Parry starts by referring to questions to David Lazer:
“In 2009, David Lazer sounded the call for a fresh approach to social science. By analyzing large-scale data about human behavior—from social-network profiles to transit-card swipes—researchers could “transform our understanding of our lives, organizations, and societies,” Mr. Lazer, a professor of political science and computer science at Northeastern University, wrote in Science. The professor, joined by 14 co-authors, dubbed this field “computational social science.”
This month Mr. Lazer published a new Science article that seemed to dump a bucket of cold water on such data-mining excitement. The paper dissected the failures of Google Flu Trends, a flu-monitoring system that became a Big Data poster child. The technology, which mines people’s flu-related search queries to detect outbreaks, had been “persistently overestimating” flu prevalence, Mr. Lazer and three colleagues wrote. Its creators suffered from “Big Data hubris.” An onslaught of headlines and tweets followed. The reaction, from some, boiled down to this: Aha! Big Data has been overhyped. It’s bunk.”

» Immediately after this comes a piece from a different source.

PR #537, opened 2018-10-25
Fix template values for 'olm' parameters

rhuss:
as it was still referring to 'alm' instead of 'olm', which breaks `make run-local-shift`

Big data is surely being hyped as have many other new technological approaches only to have to come down to earth at some point. My opinion is that big data is a natural evolution of decision support systems that have been developing for the last fifty years. Database technology has been evolving steadily as the use of the Internet has greatly expanded hardware and software data-capturing facilities. For researchers using big data techniques, one of the major problems as Parry astutely mentions is;
“The emerging problems highlight another challenge: bridging the “Grand Canyon,” as Mr. Lazer calls it, between “social scientists who aren’t computationally talented and computer scientists who aren’t social-scientifically talented.” As universities are set up now, he says, “it would be very weird” for a computer scientist to teach courses to social-science doctoral students, or for a social scientist to teach research methods to information-science students. Both, he says, should be happening.”
The disconnect between disciplines is a major issue and there needs to be an integration of skills in order to realize the potential of big data research in human behavior. In addition, a recognition of the cultural differences among disciplines has to be recognized. The latter is much more difficult to achieve.